Had the SW come to visit today. DD1 was on her best behaviour. Even made her a cup of tea!

As soon as the woman left, it started. I found black scuff marks up the wall, where someone has tried climbing the doorframe. DD1 is the only one wearing black soled boots right now. DD2 is in slippers.
God this sounds so trivial, but I asked the girls who did it. We already have one door ripped off the hinges cos somebody climbed it, which I had to pay for and replace. (rented house)
DD1 has completely flown off the handle. I hate you, I hate DD2, your both fucking bitches, I can't fucking stand you anymore. I really fucking hate you.

She slammed the door, walked off, pulls DD2's hair on the way with a sly punch thrown in and is trashing her room up there. I'm v tempted to pack her bag and pack her off to her fathers.

I've had to put up with this for years. I'm depressed, I drink too much. Even DD2 can't be arsed to get out of bed cos in her words 'it's the same old shit every day mummy' DD2 is 11 and has talked of 'wishing she was dead'shock many times.

I cannot take this abuse in my own home much longer. We can't stand it anymore. We've tried family therapy and all that, which failed miserably. DD1 has been waiting for counselling for over a year.

Sorry, I'm rambling...Can't even be arsed to namechange

honestfriend Wed 29-Oct-08 15:55:20

How old is DD1?

PurplePumpkinWitchyOne Wed 29-Oct-08 15:57:58

DD1 is nearly 14

honestfriend Wed 29-Oct-08 16:05:17

I honestly do not know what you can do. My DS was like this at 12-15 and I did not have the option of sending him to anyone as I am married to his father!

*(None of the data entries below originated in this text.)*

PR #251, opened 2021-05-16
Palindrome permutation

altayhunoglu:
https://github.com/spiralgo/algorithms/issues/146
image

### DIFF
--- a/src/main/java/algorithms/curated170/easy/largestuniquenumber/LargestUniqueNumber.java
+++ b/src/main/java/algorithms/curated170/easy/largestuniquenumber/LargestUniqueNumber.java
@@ -1,4 +1,4 @@
-package algorithms.curated170.easy;
+package algorithms.curated170.easy.largestuniquenumber;
  
 import java.util.HashMap;
 import java.util.Map;
--- a/src/main/java/algorithms/curated170/easy/largestuniquenumber/LargestUniqueNumberFaster.java
+++ b/src/main/java/algorithms/curated170/easy/largestuniquenumber/LargestUniqueNumberFaster.java
@@ -1,0 +1,19 @@
+package algorithms.curated170.easy.largestuniquenumber;
+
+ 
+public class LargestUniqueNumberFaster {
+  public int largestUniqueNumber(int[] A) {
+        int has [] = new int[1001];
+        for(int i=0;i<A.length;i++){
+            has[A[i]]+=1;
+        }
+        int res=-1;
+        for(int i=1000;i>=0;i--){
+            if(has[i]==1){
+                res=i;
+                break; 
+            }
+        }
+        return res; 
+    }
+}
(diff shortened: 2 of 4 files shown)


ErdemT09:
Instead of just calling it "-Faster", this time, it's better to call it "-Array" and the previous solution "-HashMap".

ErdemT09:
Uising 3 valued Java-logic might also be helpful here:
//Adding it.

altayhunoglu:
> Instead of just calling it "-Faster", this time, it's better to call it "-Array" and the previous solution "-HashMap".

Ok, this is done.

ErdemT09:
> Uising 3 valued Java-logic ( Optional<Boolean> )might also be helpful here:
> EDIT: We can just do it with normal booleans:
> 
> ```
> boolean sawSingle = false;
>             for (int key = 0; key < map.length; key++) {
>                 if (map[key] % 2 == 1) {
>                     if (sawSingle) {
>                         return false;
>                     }
>                     sawSingle = true;
>                 }
>             }
>             return true;
>         }
> ```

What do you think about the idea here? Would it work?

altayhunoglu:
> > Uising 3 valued Java-logic ( Optional )might also be helpful here:
> > EDIT: We can just do it with normal booleans:
> > ```
> > boolean sawSingle = false;
> >             for (int key = 0; key < map.length; key++) {
> >                 if (map[key] % 2 == 1) {
> >                     if (sawSingle) {
> >                         return false;
> >                     }
> >                     sawSingle = true;
> >                 }
> >             }
> >             return true;
> >         }
> > ```
> 
> What do you think about the idea here? Would it work?

Yeah, of course. Nice idea:

image


Even if, Optional class is not that useful in this context, It would be something like that:
 ```

            for (int key = 0; key < map.length; key++) {
                if (map[key] % 2 == 1) {
                   if (anExternalBooleanParameter.orElse(false)) {
                            return false;
                       }
                   anExternalBooleanParameter = Optional.of(true);
                }
            }
            return true;
 ```
 
 In what kind of context would an Optional be meaningful?
 In some cases like; reading the value of **anExternalBooleanParameter** (or another boolean) from a database or getting it via a REST service; we might not know if it is empty.
  For example, It would have been created like this and sent our API method as a parameter in an external service:

 ` Optional<Boolean> anExternalBooleanParameter= Optional.empty();`

  In that case, we should have given a default value using **orElse**.

ErdemT09:
Shall we add the boolean approach to the solution then?

altayhunoglu:
> Shall we add the boolean approach to the solution then?

Of course. I will add it too.

altayhunoglu:
> Shall we add the boolean approach to the solution then?

Oke, it is done.

ErdemT09:
Approved then.

ErdemT09 (approved):

PR #252, opened 2021-05-16
Max stack

altayhunoglu:
Issue: https://github.com/spiralgo/algorithms/issues/157

image


ErdemT09:
Again, we can come up with more clear namings: Such as 
For the first: MaxStack (this can actually remain so), MaxStackTwoStacks
For the second: MaxStackNode, MaxStackLinkedList, MaxStackLinkedNode
If there are any more explanatory names, we can switch to those too.

altayhunoglu:
> Again, we can come up with more clear namings: Such as
> For the first: MaxStack (this can actually remain so), MaxStackTwoStacks
> For the second: MaxStackNode, MaxStackLinkedList, MaxStackLinkedNode
> If there are any more explanatory names, we can switch to those too.

Oke, it is done. Thanks.

ErdemT09 (approved):

PR #253, opened 2021-05-16
Sentence similarity

altayhunoglu:
Issue: https://github.com/spiralgo/algorithms/issues/158

image

### DIFF
--- a/src/main/java/algorithms/curated170/easy/sentencesimilarity/SentenceSimilarity.java
+++ b/src/main/java/algorithms/curated170/easy/sentencesimilarity/SentenceSimilarity.java
@@ -1,4 +1,4 @@
-package algorithms.curated170.easy;
+package algorithms.curated170.easy.sentencesimilarity;
  
 import java.util.HashSet;
 import java.util.List;
--- a/src/main/java/algorithms/curated170/easy/largestuniquenumber/LargestUniqueNumber.java
+++ b/src/main/java/algorithms/curated170/easy/largestuniquenumber/LargestUniqueNumber.java
@@ -1,4 +1,4 @@
-package algorithms.curated170.easy;
+package algorithms.curated170.easy.largestuniquenumber;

What I WOULD suggest- and wish I had done years ago- was go for parent coaching. Parentline runs classes and if there is not one near to you, then you can talk to them over the phone.
I am sure your social worker (?) could put you in touch with the right people.

What I learned- very late in the day- was that I could not change my son's behaviour- I could only change mine and how I reacted to him.

Your daughter's behaviour is not acceptable, but it is typically teenage. You can pull through it, but she needs you to be strong, and not give in to her abuse. In order to do that, you need support from professionals.